* [WHAT THE TASK ASKS]:
Reproduce the entries below in full and without error.

RAW DATA START

PR #932, opened 2016-04-07
[REEF-1314] Add explicit install of xunit console runner to temporary…

tcNickolas:
… part of AppVeyor script

This change adds nuget restore to test part of AppVeyor script.
We can't remove it completely yet since our AppVeyor test calls xunit directly instead
of via msbuild.
This change is to be reverted as part of REEF-1243.

JIRA:
  [REEF-1314](https://issues.apache.org/jira/browse/REEF-1314)

Pull request:
  This closes #


markusweimer:
The tests run for this PR. Merging.

PR #933, opened 2016-04-07
[REEF-1319] Create a test log when running tests from the command line

tcNickolas:
This change:
 * adds -html option to xunit calls to enable log writing
 * sets StopOnFirstFailure flag to false, so that tests on all projects
   are executed even if one of the first projects fails.

JIRA:
  [REEF-1319](https://issues.apache.org/jira/browse/REEF-1319)

Pull request:
  This closes #


markusweimer:
I will test this.

markusweimer:
I confirmed that the html files are produced. The tests themselves failed, but that is expected right now. Merging.

PR #934, opened 2016-04-07
[REEF-1315] Logs are shown with Verbose level irrespective of level set

afchung:
This addressed the issue by
  * Add a new EvaluatorLogLevelProvider to provide log level configuration for Evaluators.

JIRA:
  [REEF-1315](https://issues.apache.org/jira/browse/REEF-1315)


markusweimer:
LGTM, will test and merge.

RAW DATA END

* [OUTPUT FOR THIS TASK]:
PR #932, opened 2016-04-07
[REEF-1314] Add explicit install of xunit console runner to temporary…

tcNickolas:
… part of AppVeyor script

This change adds nuget restore to test part of AppVeyor script.
We can't remove it completely yet since our AppVeyor test calls xunit directly instead
of via msbuild.
This change is to be reverted as part of REEF-1243.

JIRA:
  [REEF-1314](https://issues.apache.org/jira/browse/REEF-1314)

Pull request:
  This closes #


markusweimer:
The tests run for this PR. Merging.

PR #933, opened 2016-04-07
[REEF-1319] Create a test log when running tests from the command line

tcNickolas:
This change:
 * adds -html option to xunit calls to enable log writing
 * sets StopOnFirstFailure flag to false, so that tests on all projects
   are executed even if one of the first projects fails.

JIRA:
  [REEF-1319](https://issues.apache.org/jira/browse/REEF-1319)

Pull request:
  This closes #


markusweimer:
I will test this.

markusweimer:
I confirmed that the html files are produced. The tests themselves failed, but that is expected right now. Merging.

PR #934, opened 2016-04-07
[REEF-1315] Logs are shown with Verbose level irrespective of level set

afchung:
This addressed the issue by
  * Add a new EvaluatorLogLevelProvider to provide log level configuration for Evaluators.

JIRA:
  [REEF-1315](https://issues.apache.org/jira/browse/REEF-1315)


markusweimer:
LGTM, will test and merge.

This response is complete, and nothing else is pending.